### Work request
Reply with every entry, repeated exactly as given.

Records drawn from a dataset
____________________
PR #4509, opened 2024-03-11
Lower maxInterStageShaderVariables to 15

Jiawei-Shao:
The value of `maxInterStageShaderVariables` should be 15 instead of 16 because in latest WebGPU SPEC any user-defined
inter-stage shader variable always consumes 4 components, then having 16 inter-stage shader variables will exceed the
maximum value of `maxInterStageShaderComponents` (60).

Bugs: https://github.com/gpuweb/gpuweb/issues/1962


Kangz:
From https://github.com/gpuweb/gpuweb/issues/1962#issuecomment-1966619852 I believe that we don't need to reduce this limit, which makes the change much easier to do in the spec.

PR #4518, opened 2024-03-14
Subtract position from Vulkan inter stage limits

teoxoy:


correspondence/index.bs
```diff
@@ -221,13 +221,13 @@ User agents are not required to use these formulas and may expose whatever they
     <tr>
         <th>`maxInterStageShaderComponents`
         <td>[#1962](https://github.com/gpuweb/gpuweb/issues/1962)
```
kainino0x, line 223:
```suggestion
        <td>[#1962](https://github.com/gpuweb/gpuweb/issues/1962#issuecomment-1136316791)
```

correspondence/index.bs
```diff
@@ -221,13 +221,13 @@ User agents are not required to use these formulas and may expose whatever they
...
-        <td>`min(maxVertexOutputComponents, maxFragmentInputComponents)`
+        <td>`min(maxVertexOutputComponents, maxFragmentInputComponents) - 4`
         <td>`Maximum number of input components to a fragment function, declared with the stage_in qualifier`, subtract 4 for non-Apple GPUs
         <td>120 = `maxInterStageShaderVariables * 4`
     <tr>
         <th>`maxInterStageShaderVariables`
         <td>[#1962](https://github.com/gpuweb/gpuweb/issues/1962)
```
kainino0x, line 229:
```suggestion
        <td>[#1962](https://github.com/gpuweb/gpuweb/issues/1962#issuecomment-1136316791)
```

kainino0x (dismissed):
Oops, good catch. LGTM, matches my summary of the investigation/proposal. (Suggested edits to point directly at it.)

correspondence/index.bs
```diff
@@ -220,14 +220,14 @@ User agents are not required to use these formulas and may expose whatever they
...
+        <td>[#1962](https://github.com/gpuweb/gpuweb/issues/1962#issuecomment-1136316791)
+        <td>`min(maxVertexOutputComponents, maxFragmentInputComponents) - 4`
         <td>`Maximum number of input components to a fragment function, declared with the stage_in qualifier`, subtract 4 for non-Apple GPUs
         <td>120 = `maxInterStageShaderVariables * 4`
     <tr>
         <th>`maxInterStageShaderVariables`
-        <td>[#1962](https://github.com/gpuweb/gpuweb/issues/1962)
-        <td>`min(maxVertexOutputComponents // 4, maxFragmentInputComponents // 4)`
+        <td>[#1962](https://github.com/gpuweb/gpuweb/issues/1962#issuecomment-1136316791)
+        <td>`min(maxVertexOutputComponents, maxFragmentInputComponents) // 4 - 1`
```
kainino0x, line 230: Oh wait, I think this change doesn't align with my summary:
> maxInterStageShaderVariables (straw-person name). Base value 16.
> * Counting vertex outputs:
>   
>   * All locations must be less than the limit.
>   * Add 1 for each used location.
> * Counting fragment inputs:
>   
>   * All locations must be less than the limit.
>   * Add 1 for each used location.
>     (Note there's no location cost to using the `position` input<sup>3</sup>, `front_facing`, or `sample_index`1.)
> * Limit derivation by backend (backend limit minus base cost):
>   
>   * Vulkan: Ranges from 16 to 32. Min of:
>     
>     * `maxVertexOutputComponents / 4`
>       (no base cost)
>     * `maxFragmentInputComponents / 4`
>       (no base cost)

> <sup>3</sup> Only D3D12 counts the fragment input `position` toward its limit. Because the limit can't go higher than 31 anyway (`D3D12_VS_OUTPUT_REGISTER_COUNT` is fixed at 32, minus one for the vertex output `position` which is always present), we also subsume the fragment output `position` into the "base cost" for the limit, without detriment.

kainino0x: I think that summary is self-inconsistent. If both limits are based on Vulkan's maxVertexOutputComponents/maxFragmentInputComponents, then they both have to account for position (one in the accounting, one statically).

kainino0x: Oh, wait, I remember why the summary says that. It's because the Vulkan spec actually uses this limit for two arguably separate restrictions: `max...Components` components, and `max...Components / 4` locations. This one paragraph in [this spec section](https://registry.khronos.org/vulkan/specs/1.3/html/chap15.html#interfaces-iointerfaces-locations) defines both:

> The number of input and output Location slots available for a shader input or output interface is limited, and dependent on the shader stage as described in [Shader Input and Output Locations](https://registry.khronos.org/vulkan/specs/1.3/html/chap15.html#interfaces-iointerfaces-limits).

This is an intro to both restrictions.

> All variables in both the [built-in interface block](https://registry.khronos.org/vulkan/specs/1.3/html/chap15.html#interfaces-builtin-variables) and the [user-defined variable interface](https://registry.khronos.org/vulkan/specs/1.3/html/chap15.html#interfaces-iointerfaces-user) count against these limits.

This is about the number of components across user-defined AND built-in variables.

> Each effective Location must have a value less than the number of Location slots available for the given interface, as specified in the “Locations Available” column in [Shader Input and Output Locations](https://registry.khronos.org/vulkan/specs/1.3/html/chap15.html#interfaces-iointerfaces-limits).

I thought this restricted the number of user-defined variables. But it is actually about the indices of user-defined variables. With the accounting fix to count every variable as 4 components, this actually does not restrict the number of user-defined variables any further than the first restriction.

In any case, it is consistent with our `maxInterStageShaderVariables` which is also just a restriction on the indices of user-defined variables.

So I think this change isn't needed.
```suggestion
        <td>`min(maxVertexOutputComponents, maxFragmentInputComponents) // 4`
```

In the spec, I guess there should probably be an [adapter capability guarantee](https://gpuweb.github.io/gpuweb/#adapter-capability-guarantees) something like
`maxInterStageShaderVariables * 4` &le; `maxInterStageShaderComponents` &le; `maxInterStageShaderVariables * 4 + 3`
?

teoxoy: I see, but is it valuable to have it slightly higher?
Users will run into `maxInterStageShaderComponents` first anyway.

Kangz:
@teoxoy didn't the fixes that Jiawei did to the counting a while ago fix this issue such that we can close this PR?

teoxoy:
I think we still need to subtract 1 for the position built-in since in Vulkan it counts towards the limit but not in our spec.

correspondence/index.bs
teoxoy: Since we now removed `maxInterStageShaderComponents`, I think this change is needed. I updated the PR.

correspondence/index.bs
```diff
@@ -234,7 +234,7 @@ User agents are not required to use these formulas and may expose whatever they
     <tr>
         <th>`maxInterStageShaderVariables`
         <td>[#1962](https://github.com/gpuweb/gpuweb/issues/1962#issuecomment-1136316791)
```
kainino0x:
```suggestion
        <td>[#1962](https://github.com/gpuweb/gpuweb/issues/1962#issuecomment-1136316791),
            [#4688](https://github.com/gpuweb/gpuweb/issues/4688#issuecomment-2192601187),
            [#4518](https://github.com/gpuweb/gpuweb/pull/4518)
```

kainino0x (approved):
____________________
### Response area
PR #4509, opened 2024-03-11
Lower maxInterStageShaderVariables to 15

Jiawei-Shao:
The value of `maxInterStageShaderVariables` should be 15 instead of 16 because in latest WebGPU SPEC any user-defined
inter-stage shader variable always consumes 4 components, then having 16 inter-stage shader variables will exceed the
maximum value of `maxInterStageShaderComponents` (60).

Bugs: https://github.com/gpuweb/gpuweb/issues/1962


Kangz:
From https://github.com/gpuweb/gpuweb/issues/1962#issuecomment-1966619852 I believe that we don't need to reduce this limit, which makes the change much easier to do in the spec.

PR #4518, opened 2024-03-14
Subtract position from Vulkan inter stage limits

teoxoy:


correspondence/index.bs
```diff
@@ -221,13 +221,13 @@ User agents are not required to use these formulas and may expose whatever they
     <tr>
         <th>`maxInterStageShaderComponents`
         <td>[#1962](https://github.com/gpuweb/gpuweb/issues/1962)
```
kainino0x, line 223:
```suggestion
        <td>[#1962](https://github.com/gpuweb/gpuweb/issues/1962#issuecomment-1136316791)
```

correspondence/index.bs
```diff
@@ -221,13 +221,13 @@ User agents are not required to use these formulas and may expose whatever they
...
-        <td>`min(maxVertexOutputComponents, maxFragmentInputComponents)`
+        <td>`min(maxVertexOutputComponents, maxFragmentInputComponents) - 4`
         <td>`Maximum number of input components to a fragment function, declared with the stage_in qualifier`, subtract 4 for non-Apple GPUs
         <td>120 = `maxInterStageShaderVariables * 4`
     <tr>
         <th>`maxInterStageShaderVariables`
         <td>[#1962](https://github.com/gpuweb/gpuweb/issues/1962)
```
kainino0x, line 229:
```suggestion
        <td>[#1962](https://github.com/gpuweb/gpuweb/issues/1962#issuecomment-1136316791)
```

kainino0x (dismissed):
Oops, good catch. LGTM, matches my summary of the investigation/proposal. (Suggested edits to point directly at it.)

correspondence/index.bs
```diff
@@ -220,14 +220,14 @@ User agents are not required to use these formulas and may expose whatever they
...
+        <td>[#1962](https://github.com/gpuweb/gpuweb/issues/1962#issuecomment-1136316791)
+        <td>`min(maxVertexOutputComponents, maxFragmentInputComponents) - 4`
         <td>`Maximum number of input components to a fragment function, declared with the stage_in qualifier`, subtract 4 for non-Apple GPUs
         <td>120 = `maxInterStageShaderVariables * 4`
     <tr>
         <th>`maxInterStageShaderVariables`
-        <td>[#1962](https://github.com/gpuweb/gpuweb/issues/1962)
-        <td>`min(maxVertexOutputComponents // 4, maxFragmentInputComponents // 4)`
+        <td>[#1962](https://github.com/gpuweb/gpuweb/issues/1962#issuecomment-1136316791)
+        <td>`min(maxVertexOutputComponents, maxFragmentInputComponents) // 4 - 1`
```
kainino0x, line 230: Oh wait, I think this change doesn't align with my summary:
> maxInterStageShaderVariables (straw-person name). Base value 16.
> * Counting vertex outputs:
>   
>   * All locations must be less than the limit.
>   * Add 1 for each used location.
> * Counting fragment inputs:
>   
>   * All locations must be less than the limit.
>   * Add 1 for each used location.
>     (Note there's no location cost to using the `position` input<sup>3</sup>, `front_facing`, or `sample_index`1.)
> * Limit derivation by backend (backend limit minus base cost):
>   
>   * Vulkan: Ranges from 16 to 32. Min of:
>     
>     * `maxVertexOutputComponents / 4`
>       (no base cost)
>     * `maxFragmentInputComponents / 4`
>       (no base cost)

> <sup>3</sup> Only D3D12 counts the fragment input `position` toward its limit. Because the limit can't go higher than 31 anyway (`D3D12_VS_OUTPUT_REGISTER_COUNT` is fixed at 32, minus one for the vertex output `position` which is always present), we also subsume the fragment output `position` into the "base cost" for the limit, without detriment.

kainino0x: I think that summary is self-inconsistent. If both limits are based on Vulkan's maxVertexOutputComponents/maxFragmentInputComponents, then they both have to account for position (one in the accounting, one statically).

kainino0x: Oh, wait, I remember why the summary says that. It's because the Vulkan spec actually uses this limit for two arguably separate restrictions: `max...Components` components, and `max...Components / 4` locations. This one paragraph in [this spec section](https://registry.khronos.org/vulkan/specs/1.3/html/chap15.html#interfaces-iointerfaces-locations) defines both:

> The number of input and output Location slots available for a shader input or output interface is limited, and dependent on the shader stage as described in [Shader Input and Output Locations](https://registry.khronos.org/vulkan/specs/1.3/html/chap15.html#interfaces-iointerfaces-limits).

This is an intro to both restrictions.

> All variables in both the [built-in interface block](https://registry.khronos.org/vulkan/specs/1.3/html/chap15.html#interfaces-builtin-variables) and the [user-defined variable interface](https://registry.khronos.org/vulkan/specs/1.3/html/chap15.html#interfaces-iointerfaces-user) count against these limits.

This is about the number of components across user-defined AND built-in variables.

> Each effective Location must have a value less than the number of Location slots available for the given interface, as specified in the “Locations Available” column in [Shader Input and Output Locations](https://registry.khronos.org/vulkan/specs/1.3/html/chap15.html#interfaces-iointerfaces-limits).

I thought this restricted the number of user-defined variables. But it is actually about the indices of user-defined variables. With the accounting fix to count every variable as 4 components, this actually does not restrict the number of user-defined variables any further than the first restriction.

In any case, it is consistent with our `maxInterStageShaderVariables` which is also just a restriction on the indices of user-defined variables.

So I think this change isn't needed.
```suggestion
        <td>`min(maxVertexOutputComponents, maxFragmentInputComponents) // 4`
```

In the spec, I guess there should probably be an [adapter capability guarantee](https://gpuweb.github.io/gpuweb/#adapter-capability-guarantees) something like
`maxInterStageShaderVariables * 4` &le; `maxInterStageShaderComponents` &le; `maxInterStageShaderVariables * 4 + 3`
?

teoxoy: I see, but is it valuable to have it slightly higher?
Users will run into `maxInterStageShaderComponents` first anyway.

Kangz:
@teoxoy didn't the fixes that Jiawei did to the counting a while ago fix this issue such that we can close this PR?

teoxoy:
I think we still need to subtract 1 for the position built-in since in Vulkan it counts towards the limit but not in our spec.

correspondence/index.bs
teoxoy: Since we now removed `maxInterStageShaderComponents`, I think this change is needed. I updated the PR.

correspondence/index.bs
```diff
@@ -234,7 +234,7 @@ User agents are not required to use these formulas and may expose whatever they
     <tr>
         <th>`maxInterStageShaderVariables`
         <td>[#1962](https://github.com/gpuweb/gpuweb/issues/1962#issuecomment-1136316791)
```
kainino0x:
```suggestion
        <td>[#1962](https://github.com/gpuweb/gpuweb/issues/1962#issuecomment-1136316791),
            [#4688](https://github.com/gpuweb/gpuweb/issues/4688#issuecomment-2192601187),
            [#4518](https://github.com/gpuweb/gpuweb/pull/4518)
```

kainino0x (approved):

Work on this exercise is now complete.